| WHAT IS BEING ASKED |
Each line below that includes the word "affected" is to be reported.

Records from a data source:
━━━━━━━━━━

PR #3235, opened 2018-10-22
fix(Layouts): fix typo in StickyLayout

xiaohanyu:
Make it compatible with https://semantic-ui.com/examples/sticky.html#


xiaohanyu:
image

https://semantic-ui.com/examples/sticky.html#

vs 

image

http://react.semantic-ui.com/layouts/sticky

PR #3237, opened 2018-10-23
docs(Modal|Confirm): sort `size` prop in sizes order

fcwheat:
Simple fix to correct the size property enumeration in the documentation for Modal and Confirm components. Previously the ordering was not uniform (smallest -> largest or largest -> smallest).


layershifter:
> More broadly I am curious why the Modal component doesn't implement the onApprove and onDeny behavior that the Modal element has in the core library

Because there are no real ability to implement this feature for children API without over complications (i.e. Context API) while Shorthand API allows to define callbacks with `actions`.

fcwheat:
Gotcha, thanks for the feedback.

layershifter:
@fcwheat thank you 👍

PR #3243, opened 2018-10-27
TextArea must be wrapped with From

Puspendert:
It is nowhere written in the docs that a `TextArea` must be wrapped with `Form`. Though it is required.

━━━━━━━━━━

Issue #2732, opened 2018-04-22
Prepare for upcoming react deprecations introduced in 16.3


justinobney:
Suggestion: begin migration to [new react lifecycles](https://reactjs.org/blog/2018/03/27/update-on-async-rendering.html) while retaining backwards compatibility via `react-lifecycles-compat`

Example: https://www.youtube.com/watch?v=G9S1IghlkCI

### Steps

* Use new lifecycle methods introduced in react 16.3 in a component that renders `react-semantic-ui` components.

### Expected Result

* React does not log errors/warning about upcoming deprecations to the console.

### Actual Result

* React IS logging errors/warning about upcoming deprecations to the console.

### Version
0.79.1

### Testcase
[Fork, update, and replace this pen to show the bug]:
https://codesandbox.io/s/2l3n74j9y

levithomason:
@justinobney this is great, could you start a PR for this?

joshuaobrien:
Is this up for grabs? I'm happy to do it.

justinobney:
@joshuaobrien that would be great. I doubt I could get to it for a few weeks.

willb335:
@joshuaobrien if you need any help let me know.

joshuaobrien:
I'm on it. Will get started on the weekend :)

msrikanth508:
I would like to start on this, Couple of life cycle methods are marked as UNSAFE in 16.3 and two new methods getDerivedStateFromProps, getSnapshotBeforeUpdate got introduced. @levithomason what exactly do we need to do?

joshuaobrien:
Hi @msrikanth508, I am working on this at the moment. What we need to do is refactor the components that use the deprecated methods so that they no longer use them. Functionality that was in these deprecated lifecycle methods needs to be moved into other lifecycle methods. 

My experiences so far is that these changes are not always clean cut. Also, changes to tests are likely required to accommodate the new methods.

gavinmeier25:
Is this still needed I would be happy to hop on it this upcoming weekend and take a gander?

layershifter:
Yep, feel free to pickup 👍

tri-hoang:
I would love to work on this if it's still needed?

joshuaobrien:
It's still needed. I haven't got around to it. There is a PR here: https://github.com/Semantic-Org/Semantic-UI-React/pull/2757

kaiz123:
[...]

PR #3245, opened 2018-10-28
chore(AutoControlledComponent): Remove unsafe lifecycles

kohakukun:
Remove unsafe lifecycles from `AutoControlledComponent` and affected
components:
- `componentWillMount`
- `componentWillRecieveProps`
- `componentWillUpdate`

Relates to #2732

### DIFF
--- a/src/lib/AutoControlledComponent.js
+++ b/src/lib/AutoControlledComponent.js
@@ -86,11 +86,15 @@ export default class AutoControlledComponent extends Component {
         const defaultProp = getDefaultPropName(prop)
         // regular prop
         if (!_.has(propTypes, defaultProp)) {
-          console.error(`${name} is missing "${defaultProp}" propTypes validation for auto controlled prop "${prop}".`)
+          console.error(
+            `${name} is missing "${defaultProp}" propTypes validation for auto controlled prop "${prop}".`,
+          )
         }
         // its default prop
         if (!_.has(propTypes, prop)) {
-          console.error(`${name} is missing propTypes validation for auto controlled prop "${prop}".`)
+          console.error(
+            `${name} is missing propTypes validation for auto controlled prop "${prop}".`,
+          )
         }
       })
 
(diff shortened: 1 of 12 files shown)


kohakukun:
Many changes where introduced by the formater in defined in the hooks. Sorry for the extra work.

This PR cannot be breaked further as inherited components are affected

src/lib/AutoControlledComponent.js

━━━━━━━━━━

| RESULT |
Remove unsafe lifecycles from `AutoControlledComponent` and affected
This PR cannot be breaked further as inherited components are affected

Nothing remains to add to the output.